N: 0.0100% or less, preferably 0.0080% or less As described above, N reacts with Ti exceeding 0.20% to produce TiN or TiCN, thereby inhibiting machinability. Therefore, N is set to 0.0100% or less, preferably 0.0080% or less.

Si: 0.03 to 1.00%, preferably 0.05 to 0.40%
Si is an element necessary for deoxidation. If Si is less than 0.03%, the effect is not sufficient, and if it exceeds 1.00%, the hardness of the material increases and machining such as machinability and forgeability. Inhibits sex. Therefore, Si is 0.03 to 1.00%, preferably 0.05 to 0.40%.

Mn: 0.20 to 1.00%, preferably 0.25 to 0.70%
Mn is an element necessary for ensuring hardenability. If Mn is less than 0.20%, the effect is not sufficient. If it exceeds 1.00%, the hardness of the material increases and machinability, forgeability, etc. Impairs the processability of Therefore, Mn is 0.20 to 1.00%, preferably 0.25 to 0.70%.

S: 0.001 to 0.030%, preferably 0.003 to 0.020%
S is an element effective for ensuring machinability. If S is less than 0.001%, the effect is not sufficient, preferably 0.003% or more is required, and if it exceeds 0.030%, Interworkability is hindered and fatigue strength deteriorates. Therefore, S is 0.001 to 0.030%, preferably 0.003 to 0.020%.

Al: 0.003 to 0.050%
Al is an element necessary for deoxidation at the time of steelmaking. If it is 0.003% or less, deoxidation is insufficient, and if it exceeds 0.050%, nonmetallic inclusions are generated and fatigue strength decreases. Therefore, Al is made 0.003 to 0.050%.

P: 0.025% or less P is an impure component and embrittles the grain boundary of the carburized part. Therefore, P is set to 0.025% or less.

O: 0.0030% or less O generates various non-metallic inclusions and embrittles the grain boundaries of the carburized parts, so O is made 0.0030% or less.

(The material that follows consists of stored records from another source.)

PR #159, opened 2025-02-13
toolkit: supported platforms: note that things may work on other/newer distros

jgehrcke:
I was reading through the discussion in https://github.com/NVIDIA/cloud-native-docs/pull/62 and found it very tangible. Instead of iterating on the PR I thought I create a new one with my proposal to address some of the points discussed there.

I very much agree with @elezar that we need a note about those distributions that are _not_ listed in that table, and that we want to invite people to just try things out. This is the main part of this patch.

Additional changes:

- Centos -> CentOS
- Instead of loading lots of meaning into a single word: ["supported" vs "qualified"](https://github.com/NVIDIA/cloud-native-docs/pull/62#discussion_r1606776018) I propose using slightly more exhaustive wording: "qualification-tested and expected to work on these platforms"
- We did use footnotes, and I have changed one note about Tegra into a footnote.

### DIFF
--- a/container-toolkit/supported-platforms.md
+++ b/container-toolkit/supported-platforms.md
@@ -4,29 +4,39 @@
 
 (supported-platforms)=
 
-# Supported Platforms
+# Platform support
+
+Recent NVIDIA Container Toolkit releases are tested and expected to work on these Linux distributions:
+
+| OS Name / Version        | amd64 / x86_64 | ppc64le | arm64 / aarch64 {sup}`1` |
+| ------------------------ | -------------- | ------- | ------------------------ |
+| Amazon Linux 2023        | X              |         | X {sup}`2`               |
+| Amazon Linux 2           | X              |         | X                        |
+| Open Suse/SLES 15.x      | X              |         |                          |
+| Debian Linux 11          | X              |         |                          |
+| CentOS 8                 | X              | X       | X                        |
+| RHEL 8.x                 | X              | X       | X                        |
+| RHEL 9.x                 | X              | X       | X                        |
+| Ubuntu 20.04             | X              | X       | X                        |
+| Ubuntu 22.04             | X              | X       | X                        |
+| Ubuntu 24.04             | X              |         | X                        |
 
 
-## Linux Distributions
+## Please report issues
 
-Supported Linux distributions are listed below:
+Our qualification-testing procedures are constantly evolving and we might miss
+certain problems. Please
+[report](https://github.com/NVIDIA/nvidia-container-toolkit/issues) issues in
+particular as they occur on a platform listed above.
 
-| OS Name / Version        | amd64 / x86_64 | ppc64le | arm64 / aarch64 |
-| ------------------------ | -------------- | ------- | --------------- |
-| Amazon Linux 2023        | X              |         | X {sup}`1`      |
-| Amazon Linux 2           | X              |         | X               |
-| Open Suse/SLES 15.x      | X              |         |                 |
-| Debian Linux 11          | X              |         |                 |
-| Centos 8                 | X              | X       | X               |
-| RHEL 8.x                 | X              | X       | X               |
-| RHEL 9.x                 | X              | X       | X               |
-| Ubuntu 20.04             | X              | X       | X               |
-| Ubuntu 22.04             | X              | X       | X               |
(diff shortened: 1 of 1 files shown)


elezar (approved):
I think I'm happy with the changes.

@a-mccarthy any further comments?

container-toolkit/supported-platforms.md
```diff
@@ -9,28 +9,44 @@
...
+| RHEL 7.x                 | X              | X       |                          |
+| RHEL 8.x                 | X              | X       | X                        |
+| RHEL 9.x                 | X              | X       | X                        |
+| Ubuntu 18.04             | X              | X       | X                        |
+| Ubuntu 20.04             | X              | X       | X                        |
+| Ubuntu 22.04             | X              | X       | X                        |
+| Ubuntu 24.04             | X              |         | X                        |
+
+
+Note:
```
a-mccarthy, line 32: Maybe lets put this in its own section? or as some paragraphs after the table. Otherwise the footnotes get pushed down further and we have a bit of note inception going on, notes within notes.

Maybe something like "Using unsupported distros" or "Distribution testing" or "Additional distros" for a section heading. Then we can go into details on the qualification testing done and your note on using unsupported distros how to give us feedback?

container-toolkit/supported-platforms.md
```diff
@@ -9,28 +9,44 @@
...
-| RHEL 9.x                 | X              | X       | X               |
-| Ubuntu 18.04             | X              | X       | X               |
-| Ubuntu 20.04             | X              | X       | X               |
-| Ubuntu 22.04             | X              | X       | X               |
-| Ubuntu 24.04             | X              |         | X               |
-
-The `arm64` / `aarch64` architecture includes support for Tegra-based systems.
-
-1. For Amazon Linux 2023 on Arm64, a `g5g.2xlarge` Amazon EC2 instance was used for validation.
+Releases are qualification-tested and expected to work on these platforms:
```
a-mccarthy, line 12: I'm not sure what qualification-testing means. Is it generic enough that readers would know what it means? Are there qualifications that we test that are specific to the software that we can link to?

I'd be a little cautious with removing the word "support" entirely here. B/c I don't want this to read like "we support everything, everywhere, all the time". Is there an SLA on support and what the community can reasonably expect in terms of getting questions answered for unsupported use cases?

a-mccarthy:
@jgehrcke thanks for the PR! I think its great to encourage the community to try out stuff and give us feedback. It feels like 2 separate concerns here though. 

1. List what is supported and what users can expect to be supported to get questions answered if they run into issues
2. Letting folks know a bit about the testing and that things should work on other distros if they want to experiment or have a need to use something not on the official list

I added a few comments about this inline as well, but I'm thinking it might be best to have your additions in their own section. Just my 2 cents, I'm not overly familiar with the testing and support matrix in depth though, so i might not be thinking about things the same as you all :)

container-toolkit/supported-platforms.md
jgehrcke: > I'm not sure what qualification-testing means.

Qualification-testing IMO in software typically refers to a quality assurance stage as part of a release process, trying to make (pretty damn) sure that things really work, in addition to, say, CI tests.

Other than that, I allow myself to make a bit of a joke here and refer to NASA:

image

I think you inspire me to simplify. I will remove the "qualification-". Simplicity wins, so I will push a commit changing this to:

> Releases are tested and expected to work on these platforms

container-toolkit/supported-platforms.md
jgehrcke: > Maybe lets put this in its own section? or as some paragraphs after the table.

Yes, I like that you say this. Thought about it too, was looking for feedback about this in particular. 

I will add sub sections, one about reporting issues in general, and one about "Other Linux distributions".

jgehrcke:
I pushed an update. This is how this currently renders in my VSCode:

image

jgehrcke:
conflicting with https://github.com/NVIDIA/cloud-native-docs/pull/152

jgehrcke:
Merge conflict resolved, squashed into single commit, worked on commit msg.

jgehrcke:
Going ahead here, we can always discuss and iterate more post-merge. Thanks for feedback, everyone.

  Cr, Ni, Mo, B, V, Nb: selectively 1 type or 2 types or more.

Cr: 0.15-2.00%
Cr is an element necessary for ensuring hardenability and improving toughness. If Cr is less than 0.15%, the effect is not sufficient, and if it exceeds 2.00%, the hardness of the material increases and machinability. And workability such as forgeability is hindered. Therefore, Cr is made 0.15 to 2.00%.

Ni: 0.10 to 2.00%
Ni is an element effective for improving toughness. However, if Ni is less than 0.10%, the effect is not obtained, and if it exceeds 2.00%, the hardness of the material is increased, and workability such as machinability and forgeability is hindered, resulting in an increase in cost. Therefore, Ni is set to 0.10 to 2.00%.

Mo: 0.03-0.30%
Mo is an element effective for improving toughness, but if it is less than 0.03%, there is no effect. On the other hand, if the Mo content exceeds 0.30%, the hardness of the material increases, which obstructs workability such as machinability and forgeability, and increases costs. Therefore, Mo is 0.03 to 0.30%.

B: 0.0001 to 0.0020%
B is an element effective for improving the hardenability, but if it is less than 0.0001%, there is no effect, and if it exceeds 0.0020%, the effect is saturated. Therefore, B is made 0.0001 to 0.0020%.

V: 0.01-0.20%
V is an element effective for improving the toughness by refining crystal grains. However, if it is less than 0.01%, there is no effect, and if it exceeds 0.20%, the effect of crystal grain refining is saturated and the cost increases. Therefore, V is set to 0.01 to 0.20%.

Nb: 0.01 to 0.15%
Nb is an element effective for improving the toughness by refining crystal grains. However, if it is less than 0.01%, there is no effect, and if it exceeds 0.15%, the effect of crystal grain refining is saturated and the cost increases. Therefore, Nb is set to 0.01 to 0.15%.

When the diameter of round cast slab and round steel ingot is 23 cm or less, or the short side of square cast steel piece or square steel ingot is 23 cm or less, when the diameter of round cast slab and round steel ingot or the short side of square cast steel ingot or square steel ingot exceeds 23 cm, TiN Further, the size of inclusions of TiCN and TiCN is increased, which adversely affects machinability. Therefore, the size of inclusions TiN and TiCN can be reduced by casting into a cast steel piece or steel ingot having a diameter or short side of 23 cm or less, and the adverse effect on machinability can be reduced. Therefore, the diameter of the round slab and round steel ingot is 23 cm or less, or the short side of the square cast steel piece or square steel ingot is 23 cm or less.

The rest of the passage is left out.